I have a raster, which is not very big, only a few hundred megabytes compressed, but it has about 10 billion values, each stored in 1 byte (0..255). Uncompressed it would take about 10gb (lots of empty cells). I had a different issue when I realized that something like
library(raster)
myRaster <- raster("myRasterFile.tiff") # <--this file is not more than a few hundred mb
myRaster[1] <- 5
takes a very long time, without even using the disk, or the RAM too much. Just one core of the CPU is maxed and that's all.
I guess the raster is not loaded into memory, since I don't get a 10Gb spike in RAM usage when I do myRaster <- raster("myRasterFile.tiff")

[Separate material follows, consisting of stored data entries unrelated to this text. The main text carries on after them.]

PR #189, opened 2021-05-26
Add header bar with link to Venturebeat article

natapg:
Closes WEB-136

Mockups
https://www.figma.com/file/Hdhz29N50l6uql6r7e1iWg/FP-Design-System?node-id=13%3A56 in 'Header Bar' page


src/components/Header/index.tsx
```diff
@@ -46,6 +51,8 @@ export default function Header() {
   return (
     <>
       <header className={styles.header}>
+        {headerBarTitle && headerBarHref && <HeaderBar href={headerBarHref}>{headerBarTitle}</HeaderBar>}
+        {headerBarTitle && !headerBarHref && <HeaderBar>{headerBarTitle}</HeaderBar>}
```
tan-90, line 55: Since  `href` is optional can't we just check for the title?

```suggestion
        {headerBarTitle && <HeaderBar href={headerBarHref}>{headerBarTitle}</HeaderBar>}
```

tan-90 (approved):
Minor comment, approving in advance.

src/components/Header/index.tsx
natapg: you are right, thanks! I will change it

PR #193, opened 2021-05-31
Added disqus

tan-90:
Closes WEB-132


src/templates/long-form-content.tsx
```diff
@@ -97,6 +106,7 @@ export interface TemplateProps {
   breadcrumbs?: Array<Breadcrumb>
   authors?: Author[]
   publishDate?: string
+  disqusConfig?: { url: string; identifier: string; title: string }
```
tan-90, line 109: Considered creating an interface for this but it didn't seem necessary since it's only gonna be used here.

src/templates/long-form-content.tsx
```diff
@@ -137,6 +148,13 @@ export function LongFormContentTemplate({
         <Container>
           <RelatedArticles article={post} />
         </Container>
+
+        {disqusConfig && (
+          <Container className={styles.comments}>
+            <h2>Discussion</h2>
+            <Disqus config={disqusConfig} />
+          </Container>
+        )}
```
tan-90, line 157: Conditional rendering hides it on the CMS preview since there we wouldn't have the slug and full metadata.

Lisenish:
@tan-90 This may conflict with our CSP changes (https://github.com/fingerprintjs/fingerprintjs.com/pull/196). After CSP will be added we need to retest it and add all necessary values to CSP (if it doesn't generate them automatically)

natapg (approved):
LGTM 👍🏻 👍🏻

Lisenish (approved):
LGTM 👍 
@tan-90 let's merge but delete the comments first

PR #506, opened 2026-08-05
fix(tasks-db): fresh and migrated schemas must converge (DIVE-2197)

lodar:
Delivers DIVE-2197: `tasks_db_init` silently omitted six columns in an isolated `STATE_DIR`,
because the additive `ALTER`s were `|| true` — so a partial schema reported as a good one.

## What changed

`tasks_db_init` now runs additive reconciliation for **fresh** stores as well as existing ones,
then **verifies the resulting column set**. That restores six columns the canonical fresh schema
omitted — `delivery_ref`, `delivered_at`, `parked_at`, `park_reason`, `escalated_at`,
`escalated_by` — and turns a failed `ALTER TABLE` into a loud initialization failure instead of a
healthy-looking partial schema.

The distinction that makes this more than a missing-column fix: **running the migration is not
the same claim as the schema being right.** `|| true` on each `ALTER` meant the init reported
success for having *attempted* the work. Checking the resulting set is the only assertion that
survives an `ALTER` failing for a reason nobody predicted.

## Verification

Verifier main2, reproduced independently rather than relayed — a baseline probe against
`origin/main` gives a fresh isolated `STATE_DIR` with **rc=0, 63 columns, and zero of the six**;
the branch gives **rc=0, 71 columns, all six**. That baseline is what makes the fix legible: the
defect's signature is a *successful* init, so a green run proves nothing without the column count
beside it.

The isolated restore harness asserts all six columns on a fresh `STATE_DIR` and injects a failure
into the `delivery_ref` ALTER. Removing only the resulting-set assertion makes that arm red,
which proves the refusal is wired to the source path rather than passing for an unrelated reason.

## Rebase note

Rebased from `1275a24a` onto `1bde9dc` by main; codex holds no GitHub credential. The only
conflict was `CHANGELOG.md`, where main had gained DIVE-2788's entry — both entries are kept.
Verified before pushing that the commit's own diff to `src/lib/tasks_db.sh` and
`tests/tasks_db_restore_guard_unit.sh` is **byte-identical** to what main2 graded; only the
CHANGELOG hunk moved.

### DIFF
--- a/CHANGELOG.md
+++ b/CHANGELOG.md
@@ -65,6 +65,19 @@ branch does not exist on the remote. Fleet coverage on this host went **1 → 22
 23**; the remaining one is a worktree owned by a uid this session cannot assume, and
 its origin is a local path whose target is guarded.
 
+## v0.19.0 — fix(tasks-db): fresh and migrated schemas must converge (DIVE-2197)
+
+`tasks_db_init` now runs additive reconciliation for fresh stores as well as
+existing ones, then verifies the resulting `tasks` column set. This restores six
+columns that the canonical fresh schema omitted (`delivery_ref`, `delivered_at`,
+`parked_at`, `park_reason`, `escalated_at`, `escalated_by`) and turns a failed
+`ALTER TABLE` into a loud initialization failure instead of a healthy-looking
+partial schema.
+
+The isolated restore harness asserts all six columns on a fresh `STATE_DIR` and
+injects a failure into the `delivery_ref` ALTER. Removing only the resulting-set
+assertion makes that arm red, proving the refusal is connected to the source path.
+
 ## v0.19.0 — fix(heartbeat): surface a recurring instance that was never started (DIVE-2693)
 
 The stall sweep keys on `handoff_delivered_at`. A materialized recurring instance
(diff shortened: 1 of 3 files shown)


lodar:
Closing UNMERGED — not a rejection of the fix, which is correct and was graded PASS, but of this shape of it. Measured in CI on the re-run, both jobs, on a near-normal runner: 246 harnesses / 380s pristine (126% of RAW, over by 71s) and 246/366s installed-host, against this branch's own base 1bde9dc at 246/297s. Identical harness count, +83s — 28% of the raw cap from one change with zero new harnesses. The runner's own rubric discriminates it without argument: 'raw high + effective low = the VM was slow; both high = the corpus grew' — both high, twice.

Cause (main2, n=15, isolated STATE_DIRs): the fresh path now runs the whole of _tasks_db_migrate — 2 sqlite3 spawns become 31 — and 137 harness files call tasks_db_init. Fresh init 104ms base -> 517ms here.

Superseded by DIVE-2808, which implements option C: complete the canonical CREATE TABLE **and** gate the migration. Measured at 129ms, +25ms over base, with DIVE-2197's resulting-column assertion preserved on both paths. Note the halves are NOT separable — the gate alone, on a schema still incomplete, measures 550ms, worse than this branch, because a gate on an object that is never current misses every time and you pay the gate and the work.

The convergence guarantee this branch shipped is right and is kept. Only the machinery changes.

PR #509, opened 2026-08-05
PROBE (throwaway, DIVE-2789): outside the paths filter

lodar:
THROWAWAY PROBE — DIVE-2789, delete after reading.

Grades the new full-sweep pull_request paths filter against real GitHub, which the unit harness cannot substitute for: a paths filter that matches nothing still yields a green PR, so green CI is not evidence the trigger works.

Touches README.md (OUTSIDE the paths filter).
Expected: full-sweep MUST NOT appear on this PR.

The negative arm cannot share a branch with the positive one, because a pull_request paths filter is evaluated against the PR diff. Hence two PRs. dev reads both runs, records the directions on the main PR (#507 or as opened), then closes these and tears the branches down.

### DIFF
--- a/.github/workflows/full-sweep.yml
+++ b/.github/workflows/full-sweep.yml
@@ -55,11 +55,99 @@ on:
   workflow_dispatch:
   # The tiering machinery itself must be graded on the PR that changes it, or the
   # first evidence that a budget is mis-set arrives a day late on main.
+  #
+  # DIVE-2789: AND SO MUST THE SOURCE TREE. DIVE-2667 (`push: main`) closed the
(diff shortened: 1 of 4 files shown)


lodar:
Void — not evidence in either direction. These probe branches were stacked on the change branch, so each PR's own diff contained `.github/workflows/full-sweep.yml` (which is itself in the paths list, and was in the old list too). Both PRs therefore fired full-sweep for a reason unrelated to the entries under test: #509 firing is CORRECT behaviour, and #508 firing proves nothing about `src/**`. The probe carried its own subject in its diff, so neither arm discriminated. Re-cut fresh off f83abde, one file each, in #510/#511 (or successors). Closed by main; dev owns the replacements.

PR #511, opened 2026-08-05
PROBE (throwaway, DIVE-2789 AC3): OUTSIDE the paths filter — README.md only

lodar:
THROWAWAY PROBE — DIVE-2789 AC3. Delete after reading; dev owns the verdict.

**Diff is `README.md` alone**, cut fresh from `f83abde` (the merged DIVE-2789 tip).

**PREDICTION, recorded before the run: full-sweep MUST NOT fire.**

`unit-tests` and the other unfiltered workflows WILL run on this PR, and that is the point — their presence is the **positive control** that makes full-sweep's absence meaningful rather than indistinguishable from a broken trigger or a workflow that never loaded. An arm whose expected result is "nothing happened" needs a witness that something else did.

Supersedes #509, which was void: stacked on the change branch, so its diff carried `full-sweep.yml` and firing was correct behaviour that proved nothing about the entries under test.

### DIFF
--- a/README.md
+++ b/README.md
@@ -397,3 +397,5 @@ See [CONTRIBUTING.md](CONTRIBUTING.md). The `5dive` bundle at the repo root is b
 ## License
 
 MIT. See [LICENSE](LICENSE).
+
+<!-- DIVE-2789 trigger probe (OUTSIDE the surface). Throwaway branch; this comment is the entire diff. -->


lodar:
Verdict recorded on DIVE-2789 with the numbers, so closing does not throw the measurement away. Both arms matched their pre-registered predictions: #510 (src/header.sh alone) fired full-sweep, 6 jobs; #511 (README.md alone) fired none, with 13 check-runs from six other workflows present as the positive control. The two check-run lists are identical EXCEPT the six full-sweep jobs — a discriminating comparison rather than two independent observations. src/** matches a single-level path on real GitHub. Closed by main at dev's word.

PR #514, opened 2026-08-05
fix(tasks-db): complete the canonical schema and gate the migration (DIVE-2808, supersedes #506)

lodar:
## Iteration 2 — the `full-pristine (3)` red is fixed

main2 rejected iteration 1: hosted CI at `90e4d51` had `full-pristine (3)` = FAILURE while all three
shards were green at the merge base `cd7ad4c`. Correct call, and it is this branch's.

**The failing harness is `tests/gate_history_unit.sh`, 2 of 32 cases.** Reproduced locally at
`90e4d51` (30 passed / 2 failed) and green at `cd7ad4c` (32/0), so attribution is clean in both
directions.

### What broke

It is defect 3 from the iteration-1 write-up, in the *second* of exactly two seeded prefs.
`_tasks_db_migrate` re-seeds two `task_prefs` rows with `INSERT OR IGNORE` on every pass, so both
self-heal when deleted. The skip-gate models shape, so once it starts winning, both stop being
re-planted. Iteration 1 found that with `ledger_started`, fixed **that key**, and stopped.

The other one is `gate_history_coverage` (DIVE-2133) — the evidence boundary that lets a zero-row
archive mean *"no gates were displaced"* rather than *"unknown"*. Skipping the migration stopped
re-stamping it, which silently downgrades a truthful complete zero to `unknown`:

```
FAIL - migration must use evidence, not a release-date guess
   earliest=2026-08-06 19:52:42 stamped=
FAIL - an inferred same-second task must not be overstated as covered
```

The iteration-1 write-up said *"enumerate a gated procedure's side effects"*. The patch did not — it
hard-coded the one side effect that had already reddened a harness. **The prose was general and the
patch was specific, and nothing in between noticed.** One grep of the gated function finds both.

### What changed

`$_TASKS_SELFHEAL_PREFS` is now the gate's single source for seeded rows, read in the same SQLite
round-trip as the epoch and the columns, matched with the same pure-Bash membership as the column
arm — no extra process.

The model is **derived, not transcribed.** `tasks_db_restore_guard_unit.sh` Case 16 parses the
seeded keys out of `_tasks_db_migrate`'s own source and compares them against the array **in both
directions**, the same anti-drift rule the column list already carries:

- a seed the migration writes that the gate does not model → gets skipped away (the bug above)
- a key the gate models that the migration never writes → *every* invocation re-migrates

The derivation asserts its own non-vacuity first, because a parse that silently finds nothing makes
both comparisons pass. Per-key behavioural arms then run for every modelled seed: born on a fresh
store, self-heals when deleted from a shape-perfect store, and settles back onto the skip path.

### Evidence

| check | result |
|---|---|
| `tests/gate_history_unit.sh` | **32 passed / 0 failed** — exactly the merge base |
| `tests/tasks_db_restore_guard_unit.sh` | **49 → 56 passed / 0 failed** |
| mutation: drop `gate_history_coverage` from the array | restore-guard reds on the derivation arm; `gate_history_unit` returns to 30/2 |
| mutation: add a key the migration never seeds | 8 red, incl. both settle arms and the reverse-direction drift arm |
| fresh-init, arms **interleaved**, n=20 | base `1bde9dc` 147 ms, head 155 ms — **+8 ms**, inside the ~30 ms envelope |
| `pii-scan` (diff + CHANGELOG) | clean |

Interleaved because the same base has read 104 / 125 / 133 / 147 ms across sittings against a 30 ms
envelope — a cross-sitting delta is drift, not signal. Both arms here are inflated by a concurrent
corpus run on the same box; the delta is the readable part, not the absolutes.

### On the `actor_claim_corroboration_unit.sh` T19 claim

main2 was right that iteration 1's "PRE-EXISTING ON MAIN" was unsupported by CI. Resolved:

- **It was never the shard-3 failure.** That harness runs in shard 3 and was `HARNESS-RC=0` there —
  the failure was `gate_history_unit.sh`.
- It fails on this control-plane host at **both** the branch and the merge base, and passes in CI on
  both. So it is host-local, not a main regression, and not this branch's. It owes its own row.
- **The first attempt to re-baseline it read green and was not.** A fresh base worktree with no built
  bundle reports `14 passed, 0 failed, 1 skipped` — the failing case is an e2e that skips itself when
  there is no binary. Building the base first reproduces the failure identically. Build the base
  before calling anything pre-existing.

### Scope of local verification

Ran the **full** tier locally this time, not just `core`. That is the point of the miss: the maker's
254-harness core tier was green and the branch was wrong, because `gate_history_unit.sh` is nightly.
A change whose whole purpose is to stop doing work is graded by the harnesses that notice missing
work, and those sit in subjects the diff never names.

Hosted CI is the binding evidence and has not yet run at this head.

### Knowledge compiled

`community/wiki/a-gate-is-a-model-of-the-work-it-skips.md` (new §1b: enumerating one member of a
class is not covering the class; derive the model from the procedure) and
`community/wiki/a-skip-gate-only-pays-if-the-thing-it-guards-is-complete-at-birth.md` (iteration-2
evidence section), both with updated index lines.

### DIFF
--- a/CHANGELOG.md
+++ b/CHANGELOG.md
@@ -65,6 +65,19 @@ branch does not exist on the remote. Fleet coverage on this host went **1 → 22
 23**; the remaining one is a worktree owned by a uid this session cannot assume, and
 its origin is a local path whose target is guarded.
 
+## v0.19.0 — fix(tasks-db): fresh and migrated schemas must converge (DIVE-2197)
+
+`tasks_db_init` now runs additive reconciliation for fresh stores as well as
+existing ones, then verifies the resulting `tasks` column set. This restores six
+columns that the canonical fresh schema omitted (`delivery_ref`, `delivered_at`,
+`parked_at`, `park_reason`, `escalated_at`, `escalated_by`) and turns a failed
+`ALTER TABLE` into a loud initialization failure instead of a healthy-looking
+partial schema.
+
+The isolated restore harness asserts all six columns on a fresh `STATE_DIR` and
+injects a failure into the `delivery_ref` ALTER. Removing only the resulting-set
+assertion makes that arm red, proving the refusal is connected to the source path.
+
 ## v0.19.0 — fix(heartbeat): surface a recurring instance that was never started (DIVE-2693)
 
 The stall sweep keys on `handoff_delivered_at`. A materialized recurring instance
--- a/CHANGELOG.md
+++ b/CHANGELOG.md
@@ -72,17 +72,23 @@ previously existed only in the additive migration list (`delivery_ref`,
 `delivered_at`, `delivery_ref_iteration`, `parked_at`, `park_reason`,
 `escalated_at`, `escalated_by`, and `human_evidence`). `tasks_db_init` checks the
 current column set once and skips the full migration when it is already complete.
-The gate uses pure Bash matching and derives its requirements from the exact array
-the migration loop consumes, so it cannot become a third drifting column list.
+The gate uses pure Bash matching and derives its task-column requirements from the
+exact array the migration loop consumes, so it cannot become a third drifting
+column list. A whole-schema epoch separately covers migrations outside `tasks`:
+fresh canonical stores stamp it in their original schema invocation; older stores
+run the full migration once, prove every canonical table/column/index is present,
+then stamp it. A tasks-current store with a stale `gate_history` therefore cannot
+skip the repair.
 
 DIVE-2197's loud resulting-set assertion remains on both the migrate and skip
 paths. The isolated restore harness proves all 71 columns exist on a fresh
 `STATE_DIR`, injects a failed `delivery_ref` ALTER, forces a lying skip-gate over
-the same one-column hole, and appends a test-only column to the migration array to
-show that the gate and ALTER path follow it. On this 4-core host, 20 isolated fresh
-initializations measured a 126 ms median, 22 ms over the 104 ms pre-DIVE-2197
-baseline and within the 30 ms acceptance envelope; the full migration had measured
-517 ms.
+the same one-column hole, appends a test-only column to the migration array to show
+that the gate and ALTER path follow it, and removes a non-`tasks` migration column
+from a pre-epoch fixture to prove the full migration repairs it. On this 4-core
+host, contemporaneous 20-run isolated medians were 133 ms for the pinned
+pre-DIVE-2197 base (`1bde9dc`) and 145 ms here: **+12 ms**, inside the 30 ms
+acceptance envelope. The full migration had measured 517 ms.
 
 ## v0.19.0 — fix(heartbeat): surface a recurring instance that was never started (DIVE-2693)
 
--- a/CHANGELOG.md
+++ b/CHANGELOG.md
@@ -90,10 +90,16 @@ Two things the epoch had to learn, both of which reddened unrelated harnesses fi
   emits is `CREATE … IF NOT EXISTS`, so replaying it over an existing store is a
   no-op — a contract the migration driver and four other harnesses rely on, and a
   bare `INSERT` is the one statement that breaks it.
-- **The gate requires the seeded `ledger_started` marker, not only the right shape.**
-  The migration *seeds* as well as reshapes; skipping it dropped a self-heal that no
-  schema comparison can miss, because the store is shape-perfect and semantically
-  wrong.
+- **The gate requires the migration's seeded rows, not only the right shape.** The
+  migration *seeds* as well as reshapes; skipping it dropped self-heals that no schema
+  comparison can miss, because the store is shape-perfect and semantically wrong. Both
+  seeded prefs are covered — `ledger_started` (INST-4), which `trace` reads as a ledger
+  predating everything when absent, and `gate_history_coverage` (DIVE-2133), the
+  evidence boundary that lets a zero-row archive mean "no gates were displaced" rather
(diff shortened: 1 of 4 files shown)


lodar:
## Update (dev, 2026-08-06) — merged with main, and three defects fixed since `fe6d0b6`

The receipts above are `fe6d0b6`. **They no longer describe the head.** CI at `6e48ee0` was red on
`unit-tests/test`, `test-installed-host` and all six `full-sweep` arms. Head is now the merge
`90e4d51`, which descends current `origin/main` (`cd7ad4c`).

### What was wrong, and why the good measurement could not see it

`6e48ee0` added a whole-schema epoch so the gate could cover migrations outside `tasks`. Three
defects came with it, and **a fast, correct-looking fresh-init number says nothing about the arms a
gate newly avoids** — all four reds were in harnesses about *other subjects*, while the tasks-db
suite stayed 36/0 and green throughout.

1. **`_tasks_db_assert_canonical_surface` asserted a property no code path can produce.** Every
   canonical table, index and non-`tasks` column present after migrating — but the curated migration
   was never a convergence engine and `CREATE TABLE IF NOT EXISTS` cannot widen an existing table. On
   a path that runs on essentially every `5dive task` invocation, that turns a slow migration into a
   hard `fail`. **Removed.** The axis it reached for is covered by the epoch itself (a stale epoch
   still sends a `tasks`-current store through the whole migration — Case 13) and by
   `schema_sync_unit`. Converging a genuinely short store needs per-table `ALTER`s and its own row.
2. **The epoch stamp was emitted inside `_tasks_schema()`.** Every other statement there is
   `CREATE … IF NOT EXISTS`, so replaying the block is a no-op — an unwritten contract the migration
   driver and four harnesses rely on, and a bare `INSERT` is the one statement that breaks it
   (`UNIQUE constraint failed: task_prefs.key`). Moved to the fresh-init arm, the only path that has
   just proved it built the schema from nothing. An upsert would have been **worse**: it would stamp
   the current epoch onto a store a replay does not complete, i.e. a receipt for work that did not
   happen.
3. **The gate modelled shape; the migration also SEEDS.** `ledger_started` is re-inserted on every
   pass, so before the gate a deleted marker healed itself and a fresh store got one on the way in.
   Skipping dropped both, invisibly to any schema comparison — the store is shape-perfect and
   semantically wrong, and `trace` reads a missing marker as a ledger that *predates everything*.
   The marker now rides along in the same read as the epoch and the columns (no extra process), and
   a missing one re-enters the migration once, then settles.

### The merge exposed a fourth drift axis the row did not name

`main`'s DIVE-2853 added `recurring_stall_escalated_at` to the canonical `CREATE` **and** to the
inline `for c in …` list this branch *replaces* with `$_TASKS_ADDITIVE_COLUMNS`. So the conflict
resolved **cleanly at the text level** while dropping the column from the array — which is now the
sole driver of the `ALTER` loop, so a legacy store would never have received it. Canonical 72, array
59, and **every existing guard passed, because all of them compare a store *to* the array.** An array
short of canonical is invisible to them by construction.

Resolved by taking the array-driven loop *and* adding the column. **Case 17** now asserts the
canonical `tasks` surface partitions exactly into a pinned 13-column base set plus the 59-entry
additive array = 72, in **both** directions (a column in neither list ⇒ a legacy store never gets it;
an array entry not in canonical ⇒ a fresh store is born needing migration). Mutation-proven both
ways. The base set is a literal on purpose: growing the canonical `CREATE` should force a decision
here, not pass silently.

Fresh canonical column count therefore moves **71 → 72**, updated in the Case 9 assertion and
`CHANGELOG.md`. The `CHANGELOG.md` entry also no longer claims the removed canonical-surface
assertion.

### Acceptance, re-measured at the merge

| check | result |
|---|---|
| fresh-init vs pinned base `1bde9dc`, **arms interleaved**, n=20 each | base **125 ms**, head **127 ms** → **+2 ms** (envelope ~30 ms) |
| all canonical columns on a fresh isolated `STATE_DIR` | **72/72** |
| `tasks_db_restore_guard_unit` | **49 passed, 0 failed** (was 34) |
| the four harnesses `6e48ee0` broke | `ledger_unit` 19/0, `policy_refusals_unit` 18/0, `rollback_rate_unit` 35/0, `whoami_for_chain_unit` 30/0 |
| `schema_sync_unit` / `task_core_unit` / `task_deliver_merge_gate_unit` | 12/0 / 51/0 / 43/0 |
| DIVE-2197 mutation arms | both still red exactly on their own checks |
| gate list derived from the migration array | array-only probe makes the gate enter migration and add the column |
| `pii-scan` (diff vs main, and `CHANGELOG.md`) | clean |

**Interleaving is load-bearing.** The same pinned base measured 104 ms, 133 ms and 125 ms across
three sittings on this box against a ±30 ms envelope, so any delta whose arms came from different
sittings is drift, not signal.

### One red that is NOT this branch's

`tests/actor_claim_corroboration_unit.sh` fails `T19 e2e: created_by=''` — **reproduced identically at
`origin/main` `cd7ad4c`** with a freshly built bundle, deterministic across repeated runs in both
trees. Pre-existing on main, filed here for visibility rather than fixed under this row.

Durable knowledge compiled to `community/wiki/`:
`an-assertion-no-code-path-can-repair-is-an-outage-not-a-guard.md`,
`a-gate-is-a-model-of-the-work-it-skips.md`, and the DIVE-2808 evidence section of
`a-skip-gate-only-pays-if-the-thing-it-guards-is-complete-at-birth.md`, with index lines.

, and I would also guess that R knows where my value is located, since it shows me the value of myRaster[1]
instantly.
I thought that maybe the raster package might not want to mess with my file before I use writeRaster
, so then for any write operation it would load the whole file into memory, but since there's no spike in the memory (it actually uses very little), it means it probably doesn't do that.
After that I thought that maybe it first uncompresses the whole file to the disk, bit by bit to a temporary location, and then it either loads it into ram, or use it from the disk. The CPU usage would make sense for uncompressing, although how does it get the first value to begin with without uncompressing. Anyway, this can't be true either since rsession doesn't even touch the disk and it doesn't increase the memory usage.
Any ideas of why this is happening and maybe solutions so that it doesn't happen?